#### AIM OF THE EXERCISE
What is needed is an exact printout of all the data.

(Saved entries)
PR #795, opened 2015-06-26
HyperbahnClient apply backoff to advertise

Raynos:
Under failure conditions the edge clients will advertise with
hyperbahn every 200ms instead of every 60 seconds. This
creates extra load on hyperbahn which causes a cascading
failure of the hyperbahn network not being able to recover
in a timely fashion.

To mitigate this the hyperbahn clients should backoff. I've
maxed the backoff to 10seconds.

Secondarily; this PR also fuzzes the 60s retry to be a retry
every (30-90s) to try and even out the load on the hyperbahn
router.

r: @rf @shannili

cc: @prashantv @junchaowu It would be good to get the go
and python hyperbahn clients to also backoff on advertise.

### DIFF
--- a/node/hyperbahn/index.js
+++ b/node/hyperbahn/index.js
@@ -30,12 +30,6 @@ var EventEmitter = require('events').EventEmitter;
 var Reporter = require('../tcollector/reporter.js');
 var TChannelJSON = require('../as/json.js');
 
-var HyperbahnClientInvalidOptionError = TypedError({
-    type: 'hyperbahn-client.invalid-option',
-    message: 'HyperbahnClient {method}: invalid option {name}' +
-        ', expected {expected}, got {actual}'
-});
-
 var AdvertisementTimeoutError = WrappedError({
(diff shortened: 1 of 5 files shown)


ShanniLi:
lgtm

node/hyperbahn/index.js
```diff
@@ -54,7 +48,18 @@ var States = {
     ADVERTISED: 'ADVERTISED'
 };
 var DEFAULT_TTL = 60 * 1000;
-var ADVERTISEMENT_ERROR_DELAY = 200;
+var DEFAULT_ERROR_RETRY_TIMES = [
```
anson627: nice algorithm!

junchaowu:
@Raynos  So this retry solution is only for advertise?

Raynos:
@junchaowu correct; only the advertise done by hyperbahn client has a unique retry strategy external to the tchannel retry strategy.

Raynos:
Python failed the build.

rf:
noice I love it :+1: :+1:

#### TASK RESULT
PR #795, opened 2015-06-26
HyperbahnClient apply backoff to advertise

Raynos:
Under failure conditions the edge clients will advertise with
hyperbahn every 200ms instead of every 60 seconds. This
creates extra load on hyperbahn which causes a cascading
failure of the hyperbahn network not being able to recover
in a timely fashion.

To mitigate this the hyperbahn clients should backoff. I've
maxed the backoff to 10seconds.

Secondarily; this PR also fuzzes the 60s retry to be a retry
every (30-90s) to try and even out the load on the hyperbahn
router.

r: @rf @shannili

cc: @prashantv @junchaowu It would be good to get the go
and python hyperbahn clients to also backoff on advertise.

### DIFF
--- a/node/hyperbahn/index.js
+++ b/node/hyperbahn/index.js
@@ -30,12 +30,6 @@ var EventEmitter = require('events').EventEmitter;
 var Reporter = require('../tcollector/reporter.js');
 var TChannelJSON = require('../as/json.js');
 
-var HyperbahnClientInvalidOptionError = TypedError({
-    type: 'hyperbahn-client.invalid-option',
-    message: 'HyperbahnClient {method}: invalid option {name}' +
-        ', expected {expected}, got {actual}'
-});
-
 var AdvertisementTimeoutError = WrappedError({
(diff shortened: 1 of 5 files shown)


ShanniLi:
lgtm

node/hyperbahn/index.js
```diff
@@ -54,7 +48,18 @@ var States = {
     ADVERTISED: 'ADVERTISED'
 };
 var DEFAULT_TTL = 60 * 1000;
-var ADVERTISEMENT_ERROR_DELAY = 200;
+var DEFAULT_ERROR_RETRY_TIMES = [
```
anson627: nice algorithm!

junchaowu:
@Raynos  So this retry solution is only for advertise?

Raynos:
@junchaowu correct; only the advertise done by hyperbahn client has a unique retry strategy external to the tchannel retry strategy.

Raynos:
Python failed the build.

rf:
noice I love it :+1: :+1:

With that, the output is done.